John Waters is a serious artist with a wicked sense of humor. Although he’s best known as a filmmaker of cult classics, he has had nearly 50 solo art exhibitions at some of the best museums and galleries around the world, including New York’s New Museum, Emmanuel Perrotin in Paris, and the LA branch of Gagosian. Back for his fourth one-man show at San Francisco’s Rena Bransten Gallery, Waters offers offbeat sculptures of enlarged Combat Roach Killers, La Mer Moisturizing Cream, and Rush Liquid Incense — a.k.a. poppers — and continues his series of satirical, sequential photos of movie star legends.

Film stills of Hollywood stars projected on real-life and media appropriated butts pokes fun at the film technique of “rear projection”; the gay, black singer Johnny Mathis is immortalized by a series of headshots in Idol #2; and a vicious canine is ironically-titled Pet.

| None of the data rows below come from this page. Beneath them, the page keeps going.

PR #446, opened 2016-10-15
[FIX] web_responsive: Hide footer instead of remove

lasley:
- Add style to hide oe_footer instead of remove to not break `support_branding`
- Add note in ReadMe explaining override of `support_branding`
- Add `oe_main_menu_navbar` id to navbar

This is the v9 fix for `support_branding` in #445

### DIFF
--- a/web_responsive/views/web.xml
+++ b/web_responsive/views/web.xml
@@ -45,7 +45,10 @@
                                accesskey="A"
                                >
                                 <span class="sr-only">Toggle App Drawer</span>
-                                <i class="fa fa-th fa-lg app-drawer-icon-open" />
+                                <i class="fa fa-th fa-lg app-drawer-icon-open"
+                                   t-translation="off"
+                                   aria-hidden="true"
+                                   />
                             </a>
 
                             <button type="button"
@@ -62,7 +65,10 @@
                                     data-target="#odooMenuBarNav"
                                     >
                                 <span class="sr-only">Toggle Navigation</span>
-                                <i class="fa fa-bars fa-lg" />
+                                <i class="fa fa-bars fa-lg"
+                                   t-translation="off"
+                                   aria-hidden="true"
+                                   />
                             </button>
 
                         </div>
@@ -102,12 +108,13 @@
 
         <xpath expr="//a[@class='oe_logo']" position="replace" />
 
-        <xpath expr="//div[@class='oe_footer']" position="replace" />
-
         <xpath expr="//div[@class='oe_secondary_menus_container']/t" position="replace">
 
             <t t-foreach="menu_data['children']" t-as="menu">
-                <ul style="display: none" class="oe_secondary_menu nav navbar-nav" t-att-data-menu-parent="menu['id']">
+                <ul class="oe_secondary_menu nav navbar-nav"
+                    t-att-data-menu-parent="menu['id']"
+                    style="display: none;"
+                    >
                     <t t-call="web.menu_secondary_submenu" />
                 </ul>
             </t>
@@ -206,12 +213,26 @@
 
             <div class="panel-default app-drawer-app-panel" id="appDrawerAppMenu">
                 <div class="panel-heading" id="appDrawerAppPanelHead">
-                    <h4 class="app-drawer-panel-title">
-                        <a href="#" class="app-drawer-icon-close drawer-toggle">
-                            <i class="fa fa-lg fa-chevron-left" />
-                            Apps
+                    <div class="col-xs-6">
+                        <h4 class="app-drawer-panel-title pull-left">
+                            <a href="#" class="app-drawer-icon-close drawer-toggle">
+                                <i class="fa fa-lg fa-chevron-left"
+                                   t-translation="off"
+                                   aria-hidden="true"
+                                   />
+                                Apps
+                            </a>
+                        </h4>
+                    </div>
+                    <div class="col-xs-6">
+                        <a class="oe_logo pull-right" t-attf-href="/web?{{ keep_query() }}">
+                            <i class="fa fa-pencil-square-o oe_logo_edit"
+                               aria-hidden="true"
+                               t-translation="off"
+                               />
+                            <img src='/web/binary/company_logo'/>
                         </a>
-                    </h4>
+                    </div>
                 </div>
                 <div class="panel-body" id="appDrawerAppPanelBody">
                     <ul class="row list-unstyled oe_application_menu_placeholder"
--- a/web_responsive/README.rst
+++ b/web_responsive/README.rst
@@ -40,12 +40,18 @@ The following keyboard shortcuts are implemented:
 Known issues / Roadmap
 ======================
 
+Note: Data added to the footer ``support_branding`` is not shown while using
+this module.
+
 * Provide full menu search feature instead of just App search
 * Drag drawer from left to open in mobile
 * Figure out how to test focus on hidden elements for keyboard nav tests
 * If you resize the window, body gets a wrong ``overflow: auto`` css property
   and you need to refresh your view or open/close the app drawer to fix that.
 * Override LESS styling to allow for responsive widget layouts
+* Adding ``oe_main_menu_navbar`` ID to the top navigation bar triggers some
+  great styles, but also `JavaScript that causes issues on mobile
+  <https://github.com/OCA/web/pull/446#issuecomment-254827880>`_
 
 Bug Tracker
 ===========
--- a/web_responsive/static/src/js/web_responsive.js
+++ b/web_responsive/static/src/js/web_responsive.js
@@ -85,7 +85,9 @@ odoo.define('web_responsive', function(require) {
             this.initDrawer();
             var $clickZones = $('.openerp_webclient_container, ' +
                                 'a.oe_menu_leaf, ' +
-                                'a.oe_menu_toggler'
+                                'a.oe_menu_toggler, ' +
+                                'a.oe_logo, ' +
+                                'i.oe_logo_edit'
                                 );
             $clickZones.click($.proxy(this.handleClickZones, this));
             core.bus.on('resize', this, this.handleWindowResize);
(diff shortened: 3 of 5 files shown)


pedrobaeza:
We should take the occasion to hide all replaced elements instead of just removing them, so we maximize the compatibility with other possible modules.

One thing: what about putting the company logo a bit more smaller in the upper right corner of the drawer?

lasley:
I originally hid everything, but was told by @Yajo to remove instead in the following comments:
- https://github.com/OCA/web/pull/396#r76193405
- https://github.com/OCA/web/pull/396#r76193550
- https://github.com/OCA/web/pull/396#r76193557
- https://github.com/OCA/web/pull/396#r76193727
- https://github.com/OCA/web/pull/396#r76193743

So I should revert all that? I agree with his logic TBH - there's a lot of JS happening & menus getting filled in that adds a lot of load to the page without replacing.

pedrobaeza:
When there's JS logic involved, I agree on the optimization principle, but we don't know if other modules will mess up with these removals. Is it so heavy to let them?

lasley:
Regarding the company logo - I can add in the title pane of the app drawer in v9, but it shrunk considerably in v10 and I don't think would be viable:

image

vs

image

I admittedly like the smaller UI of 10, so I hesitate to change. Is the missing logo something that will bug people you think?

lasley:
It's pretty heavy. If I leave them, the entire menus are duplicated. The interesting thing about the way the menus are generated too is that every menu is added, but hidden. This entire section would be duplicated - 4.5k lines of code on my local:

image

pedrobaeza:
There are 2 cons for not having logo:
- The company branding, that all company managers wants to have in their systems (well, everywhere)
- In multi-company environments, users look at the logo to see in which company they are.

pedrobaeza:
OK, let's see what we get with the replacings. Don't touch that part for now.

pedrobaeza:
Even smaller, in v10 the logo can be there as something testimonial (or include a system parameter to configure the height at request)

lasley:
It shouldn't be too difficult to add the logo in the bottom center of the App Drawer. Will that work?

pedrobaeza:
Well, if we put it with absolute positioning plus float feature, it would be enough, but it's useless if the logo is not shown when opening because you have to scroll down.

lasley:
Agreed. I just looked at Enterprise for some possible inspiration, but it seems they put it at the bottom and required scroll.

I can increase the height of the App Drawer title bar in 10 to support it at the top then. I can't really think of a better spot for it, and there is space there. I am planning on adding a Search Bar there too, but that can go top middle. Or maybe the logo top middle and search top right.

I don't think a param will work because the height is controlled in CSS, so I wouldn't be able to grab the param (at least I don't think so, let me know if I'm missing some Odoo magic).

pedrobaeza:
Isn't better to put the logo inside the top bar instead of overlapping the apps icons?

lasley:
Yeah that was the intent, and what it looked like on my local - This definitely wasn't what I was going for 😆

pedrobaeza:
hehe, we definitively need that docker that mimicks Runbot behavior on local :wink:

lasley:
Seriously - my dev environment situation sucks at the moment. This is the first I've bothered with the other Odoo versions, which turns out to be a real pain. 

Something will be figured out, sooner rather than later - that's for sure. My poor juniors will be so 😕  with this workflow.

lasley:
Rebased for Travis changes so my Runbot doesn't skip the builds anymore. The last commit should hopefully fix the logo issue too

lasley:
Note to self, looks like junk on mobile 

image

lasley:
Annnnnd now it doesn't! This is ready for review again I believe.

Note that this is still incompatible with the `support_branding` module as detailed in the ReadMe (build isn't broken, but `support_branding` assets are simply hidden). A glue module will need to be created in order for the `support_branding` stuff to be injected somewhere other than `web.secondary_menu`, which is the top bar in this interface.

pedrobaeza:
Thanks for the efforts, Dave. I have tried and I feel that the logo is a bit small, leaving a big margin on top and bottom. Or is this to be the same for v10?

About support_branding, we can remove the word incompatible, because as said it doesn't fail, but one of the features isn't simply shown. But the other is still there: the error dialog includes the possibility of sending the traceback to a support mail.

lasley:
Alright updated the ReadMe. Logo sizing is better now too

image

lasley:
Dang now that I see the ruler guides against the "Apps" link, I realize that the Apps link is not center. That's going to bug me now that I know about it, so will fix

pedrobaeza:
This looks much better, but I'm afraid there's still one thing to do: restore the "Edit company data" link. In v9, without it, you can't edit company data, unless you activate "Multi companies".

web_responsive/views/web.xml
```diff
@@ -102,7 +103,9 @@
 
         <xpath expr="//a[@class='oe_logo']" position="replace" />
 
-        <xpath expr="//div[@class='oe_footer']" position="replace" />
+        <xpath expr="//div[@class='oe_footer']" position="attributes">
+            <attribute name="style">display: none;</attribute>
```
yajo: Better add class `hidden` if possible.

web_responsive/views/web.xml
```diff
@@ -206,12 +209,19 @@
...
+                    <div class="col-xs-6">
+                        <h4 class="app-drawer-panel-title pull-left">
+                            <a href="#" class="app-drawer-icon-close drawer-toggle">
+                                <i class="fa fa-lg fa-chevron-left" />
+                                Apps
+                            </a>
+                        </h4>
+                    </div>
+                    <div class="col-xs-6">
+                        <a class="oe_logo pull-right" t-att-href="'/web/?debug' if debug else '/web'">
```
yajo: Can't you use `keep_query`?

web_responsive/views/web.xml
```diff
@@ -206,12 +209,19 @@
...
             <div class="panel-default app-drawer-app-panel" id="appDrawerAppMenu">
                 <div class="panel-heading" id="appDrawerAppPanelHead">
-                    <h4 class="app-drawer-panel-title">
-                        <a href="#" class="app-drawer-icon-close drawer-toggle">
-                            <i class="fa fa-lg fa-chevron-left" />
-                            Apps
+                    <div class="col-xs-6">
+                        <h4 class="app-drawer-panel-title pull-left">
+                            <a href="#" class="app-drawer-icon-close drawer-toggle">
+                                <i class="fa fa-lg fa-chevron-left" />
```
yajo: You'll probably get dirty translations with this. Better use a div for fontawesome icons or add `t-translation="off"` please.

yajo (changes requested):

web_responsive/views/web.xml
lasley: Is there a way to append into the existing class? The goal here is to allow compatibility with addons that may target the div. At the moment it's `oe_footer`, but I don't know if other modules inject classes into that or other things.

yajo: Then why not just add `.oe_footer {display:none}` to the Less file?

lasley: Because I didn't think of it? 😆  👍

lasley:
Alright we should be good. I added a bonus fix on the toggle button padding/border too 😄 

Note the padding had to be made a bit smaller due to [adding of `oe_main_menu_navbar` id](https://github.com/OCA/web/pull/446/commits/0ae026047a364f56c2f2326db9c82980ac3848e3#diff-b2e18ea72a902d3738259f602168f4d5R38) which triggered some new CSS. Looks more like the v10 branch now, which makes me happy.

pedrobaeza:
Very good! Just one minor thing: edit icon shouldn't be visible when you're not admin, as you don't have rights to edit company data.

lasley:
Fixed - brought in the [v10 style](https://github.com/odoo/odoo/blob/fc2e80cb4bcc450762c7ac5cb82a3e2d88062b38/addons/web/static/src/less/webclient_layout.less#L54), just nested differently

pedrobaeza:
Uhm, entering as demo user, I don't see any app nor menu...

lasley:
Should demo user have access to `Settings` or `Apps` menus? I installed a few apps and it seems to work fine.

image

lasley:
Taking it a step further, I added `Settings` to `Demo User` Admin access rights & answered my own question. Demo user does not have access to the initial 2 app icons - but can see them once the change is made:

image

pedrobaeza:
But at least "Discuss" app should be available I think...

lasley:
Nope - discuss is an additional install it seems. This is a screencap from a fresh installed DB:

image

pedrobaeza (approved):
Thanks for checking.

oscarolar (approved):
Thanks!

pedrobaeza:
@Yajo, please check

yajo (changes requested):
Enter mobile mode as demo user and choose "Sales". When the submenu is hidden, you see this:

captura de pantalla de 2016-10-19 09-18-47

using firefox

lasley:
Well that's sad - I have to fully remove the oe_main_menu_navbar id in order to stop a bunch of the core JS from firing. This resolved the [ @Yajo comment](https://github.com/OCA/web/pull/446#pullrequestreview-4814058)

I don't see an easy way around this & there wasn't a particular reason for me doing it outside of simply wanting the previous ID to exist for other modules that may target it, so I removed & reverted the styling fixes associated with it.

pedrobaeza:
Waiting for @Yajo's confirmation to merge.

lasley:
Once he confirms, I would like to squash the commits logically as well in order to allow for easier cherry-picking into the forward/backports & to not conflict with our OCD for a clean diff 😄

yajo (approved):
It's sad that you had to remove that, but this now works, so it's OK.

Maybe you could add that to known issues if you want, but it's OK anyway.

Waiting until you rebase to merge.

lasley:
I agree that it's sad I had to remove it - I was pretty excited when I added it, particularly when I noticed the styling differences.

Adding to known issues is a good call, I can see that being trying again later. Done.

Rebase is done as well, turns out the logical commit was simply the one. Was worth the check though IMO - I believe we're good for merge once we get CI 🍏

Some of the most twisted photographs in the show have been digitally manipulated. Hickies outrageously cover Audrey Hepburn’s neck in A Passion for Audrey and Meryl Streep, Tom Cruise, Andy Warhol, and other celebs sport harelips in Hollywood Smile Train. Meanwhile, Lezzie slyly presents a hand and pen slowly writing out the campy label, which had originally been the name Lizzie.

Other comical pieces on view include a sculpture of Ike Turner manipulating a puppet of a sassy Tina Turner; Neurotic, a black and white photograph of hands holding signs that read sorrow, anxiety, suffering, and disappointment; and The Rope Collection, which captures artworks hanging in the backgrounds of scenes from Alfred Hitchcock’s experimental film classic, Rope.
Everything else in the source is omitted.